Als Faustregel gelte, dass eine ausgewogene und abwechslungsreiche Ernährung den gesunden Körper ausreichend mit lebensnotwendigen Stoffen versorge. Wer zusätzlich hoch dosierte NEM einnehme, stei­gere sein Risiko für eine Überversorgung mit den betreffenden Mikronährstoffen.

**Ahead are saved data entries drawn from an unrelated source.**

PR #45, opened 2019-10-07
Pre course 1 homework

vramanathan:
Attempt in solving home work


vramanathan:
completed pre course 1 homework (i think(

Das BfR hat bei der Höchstmengenableitung für NEM die Altersgruppe der 15- bis 17-Jährigen als Be­zugs­gruppe gewählt. Dies soll sicherstellen, dass gesundheitliche Beeinträchtigungen durch den Verzehr von NEM oder angereicherten Lebensmitteln nicht nur für Erwachsene, sondern auch für Jugendliche sehr unwahrscheinlich sind.

Zusätzlich wurde bei nahezu jedem Nährstoff ein Unsicher­heitsfaktor von zwei verwendet. Dies soll wissenschaftlichen Unsicherheiten und einer möglichen Mehrfachexposition durch die Einnahme unter­schiedlicher NEM Rechnung tragen.

Das Institut hat alle relevanten Vitamine und Mineralstoffe einzeln bewertet und die wissenschaftliche Evidenz für alle Substanzen in einem jeweils eigenen Paper dargestellt.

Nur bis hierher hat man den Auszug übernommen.